E c’era invece chi sceglieva
di restare e di fare la vita del pescatore, altrettanto dura e pericolosa di
quella dei naviganti; il mare
poteva essere molto pericoloso anche qui, sulle porte di casa, quando il
libeccio soffiava e portava i grandi cavalloni che si infrangevano alla base
delle case che una volta delimitavano l’odierna Via Garibaldi dal lato mare.
Questo mare non era meno difficile da affrontare per le piccole barche
dei pescatori Camogliesi dei “40 ruggenti” che dovevano affrontare i loro
concittadini che doppiavano Capo Horn sui grandi velieri. I
pescatori di Camogli non si limitavano a buttare le reti nel loro golfo, alcuni
partivano a Giugno con i leudi,
diretti alla Gorgona per la
pesca delle acciughe, che loro chiamavano “la crociera dei cento giorni”.
I padri, appena finita la scuola, imbarcavano anche i loro figli sui
leudi e su quelle barche restavano per tre mesi, pescando e salando
acciughe che poi venivano portate a Livorno dove i barili erano venduti a
mercanti inglesi che, dopo un'accurato controllo del contenuto, li inviavano in
Inghilterra. Poi
c’era la pesca della tonnara, antichissima. Le prime notizie della tonnara di
Camogli si hanno nel 1603, ma probabilmente è anche più antica.

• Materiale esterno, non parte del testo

PR #5831, opened 2019-10-15
fix(logs): For completed builds, only check for pods that ran

### LINKED ISSUE #5830: controllerbuild hangs after a few minutes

Nel 1300 era già in funzione una tonnara tra Santa Margherita e
Portofino. come risulta da alcuni documenti dell’Archivio di Stato dai quali veniamo a sapere
che tra il 1383 e il 1385 alcuni
pescatori di Portofino furono multati per avere venduto o nascosto del tonno
contro le leggi dell’epoca. Nel
1388 nell’inventario del Portofinese Oberto Graziano, barbiere, figura un
barile di tonnina sott’olio. La
tonnara di Santa Margherita era ancora in funzione nel 1875, dopodichè cessò
di operare. Ma
torniamo al 1603, anno in cui un solenne Decreto del Magistrato dei Censori
stabiliva che “delli tonni che si fossero
presi alla tonnara di Camogli se ne dovesse dare agli abitanti di Camogli e di
Recco per loro uso dieci di un rubo, venticinque
di due, sei sino a cento rubi”.
Il rubo è una misura antica che corrisponde a circa 8 Kg e che,
tra i pescatori di Camogli, viene
usata ancora ai giorni nostri.
Questo uso fu rinnovato con altri Decreti nel 1634, 1671, 1707 e 1709.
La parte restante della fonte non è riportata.